CARE Knows How Living Blue Makes Green

CARE Knows How Living Blue Makes Green


CARE has learned over the years how to harness the power of inclusive businesses to spur development. With the right support, these gateway enterprises have the potential to become powerful partners and vehicles for lasting change in areas where markets are underdeveloped.

Nijera Cottage and Village Industries (NCVI) is a worker- and artisan-owned social enterprise that represents groups that work in Bangladesh.

Their “Living Blue” collection of textiles represents the best of Bangladesh khetas and is created for high-end markets. In these original and exquisite quilts, Bengal tradition lives through variety of unique quilting expressions, distinct techniques and patterns and designs that reflect local geographies. The distinct feature of these khetas is the texture, known as ‘dheu.’ The dheu, or the ‘wave’, creates a ripple effect, created by using layers of khadi fabric and the application of the jod and bejod kheta stitches.

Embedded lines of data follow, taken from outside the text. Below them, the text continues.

PR #1335, opened 2022-09-28
[mycpp/runtime] Make roots arbitrarily sized with std::vector.

andychu:
Also make heap initialization consistent to KiB(1).


andychu:
Done

PR #1347, opened 2022-10-01
Fix Tuple{2,3,4} crashing when allocated on the heap

scallyw4g:


mycpp/tuple_types.h
```diff
@@ -1,11 +1,19 @@
...
 
+
+
 template <class A, class B>
 class Tuple2 {
  public:
-  Tuple2(A a, B b) : a_(a), b_(b) {
+  Tuple2(A a, B b) : a_(a), b_(b)
+  {
+    heap_tag_ = Tag::FixedSize;
```
andychu, line 11: I think it's better to use the `Obj()` constructor like Dict does

So then the body only has the `|=`

mycpp/tuple_types.h
```diff
@@ -34,6 +48,7 @@ class Tuple3 {
   }
 
  private:
+  OBJ_HEADER();
```
andychu, line 51: I think we should be more consistent about inheriting from Obj vs OBJ_HEADER(), which are roughly equivalent ways to do the same thing

The problem is multiple inheritance, which we use in ASDL

But here there is no inheritance so I think it's OK to inherit from Obj ?

cpp/leaky_stdlib.h
```diff
@@ -87,8 +87,9 @@ inline void _exit(int status) {
   ::_exit(status);
 }
 
-inline void write(int fd, Str* s) {
-  ::write(fd, s->data_, len(s));
+inline size_t write(int fd, Str* s) {
+  size_t size = ::write(fd, s->data_, len(s));
```
andychu, line 91: Is this to shut up a warning?

I think what we need to do is check `result < 0` and then throw an exception

That's how Python works so we should match the semantics

This will just push the ignored return value higher up

cpp/segfault_handler.h
```diff
@@ -3,7 +3,7 @@
 
 static int segfault_handler_initialized;
 
-#define WRITE_STRING_TO_STDERR(s) (write(2, (s), sizeof(s) - 1))
+#define WRITE_STRING_TO_STDERR(s) do {size_t ignored = write(2, (s), sizeof(s) - 1);} while (false)
```
andychu, line 6: Can this be static_cast<void*> instead?

https://stackoverflow.com/questions/689677/why-cast-unused-return-values-to-void

andychu (commented):
OK this is great, thanks

I think there might be a way to do this at compile time instead of runtime, but we can test with this first to see if it works

mycpp/tuple_types.h
scallyw4g: If you can figure out how to get the compiler to accept Tuple inheriting from Obj, be my guest.  I tried to get it to cooperate and it would not

mycpp/tuple_types.h
scallyw4g: Again: If you can figure out how to get the compiler to accept Tuple inheriting from Obj, be my guest. I tried to get it to cooperate and it would not

cpp/segfault_handler.h
scallyw4g: It's not `void*`, it's `void`, and I tried that, and it didn't work

scallyw4g:
> I think there might be a way to do this at compile time instead of runtime, but we can test with this first to see if it works

I didn't check the assembly, but I'm quite sure the compiler will compute the mask at compile time in `-02`

cpp/leaky_stdlib.h
scallyw4g: Alright, I'll revert this change.

PR #1348, opened 2022-10-01
[ASDL] Add field masks to generated C++ code

andychu:
- Add new hnode_test, but existing test doesn't pass yet.  TODO
- Fix broken prebuilt/ script

### DIFF
--- a/asdl/gc_test.cc
+++ b/asdl/gc_test.cc
@@ -6,7 +6,11 @@
 #include "prebuilt/asdl/runtime.mycpp.h"
 #include "vendor/greatest.h"
 
+using hnode_asdl::color_e;
 using hnode_asdl::hnode_t;
+using hnode_asdl::hnode__Array;
+using hnode_asdl::hnode__Record;
+using hnode_asdl::hnode__Leaf;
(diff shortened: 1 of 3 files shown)


andychu:
I'm not ready to commit this yet, I want to backtrack on a couple things

- make it easier to run unit tests
- move `asdl/*_test.cc` into the Ninja build.   The slowness is annoying me now!

We should really test the crap out of these, because it's better than testing it in the real program

andychu:
Also this doesn't fix any of the 6 `gcevery` tests, so maybe it doesn't work for some reason

There is a basic test that works, but the existing test still fails for unknown reasons

andychu:
Just as on my machine there's still this use-after-free, so I guess something is wrong

http://travis-ci.oilshell.org/github-jobs/2022-10-01__22-55-32.wwz/

andychu:
Oh duh, this test relies on the mycpp-translated ASDL runtime in `prebuilt/`, which has classes.

So it's possible  the ASDL masks are correct

But I still want to backtrack a bit and improve the tests

andychu:
landed but needs improvement

PR #1351, opened 2022-10-04
Refactor `BufWriter`

CoffeeTableEspresso:
This CL refactors `BufWriter` to prepare for changing it to use a garbage-collected buffer.


andychu:
Oh OK now I see there are 2 PRs open! 

OK I see there  are 3 failures instead of one -- http://travis-ci.oilshell.org/github-jobs/2022-10-04__02-21-59.wwz/_tmp/soil/logs/mycpp-translator.txt

That could be due to the `new` and `delete` , but we can talk about it !  Thanks

PR #1352, opened 2022-10-04
Add `Buf` class to `BufWriter`

CoffeeTableEspresso:
This CL encapsulates the data for `BufWriter` into a separate `Buf` class.

### DIFF
--- a/mycpp/leaky_mylib.cc
+++ b/mycpp/leaky_mylib.cc
@@ -13,7 +13,7 @@ mylib::FormatStringer gBuf;
 namespace mylib {
 
 Str* StrFromBuf(const Buf& buf) {
-    return ::StrFromC(buf.data_, buf.len_);
+  return ::StrFromC(buf.data_, buf.len_);
 }
 
 // NOTE: split_once() was in gc_mylib, and is likely not leaky
@@ -144,20 +144,19 @@ void Buf::Extend(Str* s) {
   int n = len(s);
 
   assert(cap_ >= len_);
-  if (cap_ - len_ < n + 1) {
-    cap_ = std::max(cap_ * 2, len_ + n + 1);
-    data_ = static_cast<char*>(realloc(data_, cap_));
-  }
+  cap_ = std::max(cap_ * 2, len_ + n);
+  data_ = static_cast<char*>(realloc(data_, cap_ + 1));
+
   memcpy(data_ + len_, s->data_, n);
   len_ += n;
   data_[len_] = '\0';
 }
 
 void Buf::Invalidate() {
-    free(data_);
-    len_ = -1;
-    cap_ = -1;
-    data_ = nullptr;
+  free(data_);
+  len_ = -1;
+  cap_ = -1;
+  data_ = nullptr;
 }
 
 //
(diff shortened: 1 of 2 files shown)


mycpp/leaky_mylib.h
```diff
@@ -125,12 +125,28 @@ class Writer : public Obj {
   virtual bool isatty() = 0;
 };
 
+class Buf {
+ public:
+  Buf(char* data, int len) : data_(data), len_(len) {}
+  explicit operator bool() { return len_ == 0; }
```
andychu, line 131: I prefer not to use any operator overloading (and I think that's in the Google style guide too)

This could be `IsEmpty()` ?

mycpp/leaky_mylib.h
```diff
@@ -125,12 +125,28 @@ class Writer : public Obj {
...
+Str* StrFromBuf(const Buf&);
+Buf AllocBuf(char*, int);
+
 class BufWriter : public Writer {
  public:
   BufWriter()
       : Writer(Tag::FixedSize, kZeroMask, sizeof(BufWriter)),
-        data_(nullptr),
-        len_(0) {
+        buf_(nullptr, 0) {
```
andychu, line 149: Seems like the constructor doesn't need any params, but we can also sort that out in the next PR

andychu (commented):
Thanks for doing this!   Looks like a good step toward having a garbage-collected Buf type

Jesse also pointed out that it could be `Slab<uint8_t>`, although I'm not sure if everything will line up.  Might be better to fix the leak first, and then refactor

mycpp/leaky_mylib.h
CoffeeTableEspresso: done

mycpp/leaky_mylib.h
CoffeeTableEspresso: done

mycpp/leaky_mylib.cc
```diff
@@ -132,18 +136,40 @@ bool CFileWriter::isatty() {
...
+//
+//
+
+void Buf::Extend(Str* s) {
+  int n = len(s);
+
+  assert(cap_ >= len_);
+  if (cap_ - len_ < n + 1) {
+    cap_ = std::max(cap_ * 2, len_ + n + 1);
+    data_ = static_cast<char*>(realloc(data_, cap_));
```
andychu, line 149: Sort of a nitpick, but I think it's easiest to reason about if `len_` and `cap_` both do NOT take into account NUL.

Simple `realloc(cap_ + 1)` in all cases

But then keep `+1` out of the `cap_ - len_` calculation, and the max calculation()

andychu (commented):
Thanks this looks great!

Let me know if running the formatter works:


deps/from-binary.sh download-clang
deps/from-binary.sh extract-clang

test/lint.sh format-cpp  # reformat the C++ code.  'git diff' to see the result.


mycpp/leaky_mylib.cc
CoffeeTableEspresso: done

CoffeeTableEspresso:
Formatting works for me

andychu:
Merged!  thanks a lot :)

PR #1359, opened 2022-10-09
[cpp] add misisng errno include

melvinw:
I had to make this change to get the oil-native build working with gcc 10.X


andychu:
Great thank you!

It creates a distinctive surface texture that brings to mind flowing water. Living Blue khetas have been dyed with Bengal ‘true’ natural indigo, made by women who are considered master artisans.

NCVI has created markets with Couleur Garance of France, Sally Campbell of Australia and Plantation House of India, all of which place regular Living Blue orders.

A percentage of the profits is put into dividends and bonuses, but also into medical insurance, savings funds and educational institutions to meet the social and economic needs of the communities in which these enterprises are based. NCVI strengthens democratic practices at the local level through economic activities. It is a social economy where citizens are directly involved in regional economic development, where the village is not just a residential space, but an economic hub with the potential to grow.


Total sanitation for over 100 communities involving 7,500 families, increased agricultural wages for 2,435 people and reduction in hunger for 1,415 families in 121 communities, through alternative agriculture – vine potatoes, turmeric and ginger cultivation – collective savings of rice and cash, negotiating access to public lands and water bodies, and ensuring the functioning of state-funded entitlement programs.